Ross O’Carroll-Kelly: ‘This could be the drink talking . . .'
‘This could be the drink talking but it looks to me like I’m very much gainfully employed again'
Murt Cowser is a man who knows what buttons to push with me.
He goes, “I was one of the lucky ones who saw you play rugby,” and then this distant look comes into his eyes – a bit like Sorcha when I try to explain the bonus try system to her.
“The way you led that Castlerock team. Those boys would have walked through walls for you.”

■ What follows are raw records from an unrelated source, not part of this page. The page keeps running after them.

PR #545, opened 2020-06-01
Update text color of places view if style changes in runtime

tsujan:
Otherwise, if the style is switched between dark and light in runtime (which will soon be possible in LXQt), the text color will not change and might not have enough contrast with its background.

### DIFF
--- a/src/sidepane.cpp
+++ b/src/sidepane.cpp
@@ -19,6 +19,7 @@
 
 
 #include "sidepane.h"
+#include <QEvent>
 #include <QComboBox>
 #include <QVBoxLayout>
 #include <QHeaderView>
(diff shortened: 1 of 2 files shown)


tsujan:
Preferably recompile libfm-qt based apps after applying the patch, although I saw no difference.

damianatorrpm:
but this doesn't work for dialogs?

tsujan:
> but this doesn't work for dialogs?

It does. It's in libfm-qt, which creates the place view, whether in dialogs or in pcmanfm-qt.

> ... at least via qt5ct it works for dialogs

OK but, in general, when you use qt5ct, you override LXQt's Qt plugin, so that what you see may not be what is seen with a standard LXQt installation. Problems that qt5ct may cause aren't in LXQt.

PR #547, opened 2020-06-13
Added a missing nullity check to file dialog code

tsujan:
Although, in the current code, the nullity check wasn't needed, its lack was a potential cause of crash — I checked that by using `qDebug()` after I changed the code during an experiment.

Long story short and contrary to appearances, the variable `folder_` can be null at the end of `FileDialog::setDirectoryPath`.


tsujan:
Merging because it's straightforward and I have a lot of work to do with this file (for remembering sorting and...).

PR #548, opened 2020-06-14
File dialog: Remember sorting and showing of hidden files

tsujan:
WARNING: pcmanfm-qt and lxqt-archiver should be recompiled because they use the file dialog directly (pcmanfm-qt in its wallpaper browser and lxqt-archiver everywhere).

We’re sitting in Kielys. I don’t actually know this man, I should mention. He gave me his business cord at a porty a week ago and mentioned a possible coaching job. I have an idea what it might be, except I don’t want to count my basic chickens?

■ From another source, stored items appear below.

PR #758, opened 2021-11-23
Consider the special case of QApplication::wheelScrollLines() == 0

tsujan:
This is a very rare and unusual case but it's still possible. It didn't cause a crash on wheel scrolling because no wheel event was produced with it. However, a division by zero should be prevented *explicitly*.


tsujan:
My bad; division by zero was already prevented (by me).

There ends up being more blah then.
He’s like, “When I think back to that time – 1998, 1999, wasn’t it? – I just can’t believe that you never made it. As a professional rugby player, I mean.”

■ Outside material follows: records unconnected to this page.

PR #763, opened 2021-12-16
Fixed "Move Bookmark Down" in bookmark context menu

tsujan:
It had two old bugs: one in showing the item; the other in moving it.

Fixes https://github.com/lxqt/pcmanfm-qt/issues/1506

### DIFF
--- a/src/placesview.cpp
+++ b/src/placesview.cpp
@@ -357,9 +357,10 @@ void PlacesView::onMoveBookmarkDown() {
     PlacesModelBookmarkItem* item = static_cast<PlacesModelBookmarkItem*>(model_->itemFromIndex(action->index()));
 
     int row = item->row();
-    if(row < model_->rowCount()) {
+    QModelIndex indx = proxyModel_->mapFromSource(model_->bookmarksRoot->index());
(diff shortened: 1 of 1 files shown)


tsujan:
@stefonarch 
Please test it.

stefonarch:
Didn't find issues now, thanks!
No idea if it's possible with DND to show only the line between the bookmarks as it's impossible to nest them (one bookmark into the other).

tsujan:
> No idea if it's possible with DND to show only the line between the bookmarks

I think I know what you mean but the current behavior is intended. Dropping a bookmark exactly between other bookmarks isn't easy. Because of that, the drop height is extended to cover bookmarks too.

Suppose that X, Y and Z are three bookmarks with that order, from top to bottom:
```
X
Y
Z
```
Then, the small space between X and Y *and* the space taken by Y mean "Y's position". Similarly, the small space between Y and Z *and* the space taken by Z mean "Z's position". Therefore, if you want to put X after Y, you could drop it on Z; you won't need to drop it into the small space between Y and Z, which is difficult.

> Wondering how long this was around and nobody reported it...

I think it was there from start.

“It’s a genuine mystery,” I go. “Although I think the management of this place had a lot to do with it. All those times they borred me – if only I’d stayed borred.”
“People used to say, he’s going to be one of the all-time greats. There was you and there was Brian O’Driscoll and everyone said …”
“Stop – please, don’t say it.”
I drove by the National Convention Centre last week and there was a 40ft-high photograph of the dude projected on the side of the building. His testimonial is only just over – it’s only natural that I’m feeling a bit raw.
I knock back a mouthful of my pint. Murt is drinking coffee. It’s lunchtime, I suppose, and this is technically a job interview?
I try to steer the conversation back to the reason we’re here by picking up my famous tactics book, which I’ve brought with me, ever the pro.
“This is the kind of shit I’ve been doing the last couple of years,” I go. “I watch a hell of a lot of rugby on TV and I write down what I would have done differently in certain situations – as a player and as a coach? I’m like that Good Will Hunting. We’re talking, like, diagrams and everything.”
I open the book and discover – to my horror – that Honor has written, in thick black morker, the words, “Sad Bastard,” across every page. I quickly close it again.
I’m there, “Let’s not get bogged down in detail. Let’s talk turkey – what’s this job you’re offering me?”
He goes, “It’s coaching at schools level.”
“Schools level? You mean coaching just a focking school.”
I can hear the disappointment in my own voice.
He goes, “Yes.”
“What a waste of my time,” I go. “I thought deep down that Joe Schmidt had sent you.”
“Yeah, no, I thought he maybe wanted me to help out coaching the backs. I’ve made a total focking orse of myself as well. I gave Dave Kearney a shoulder nudge coming out of Bear the other day and told him he was going to be seeing a lot more of me. Jesus, I even texted Dorce and told him I believed in running a tight ship.”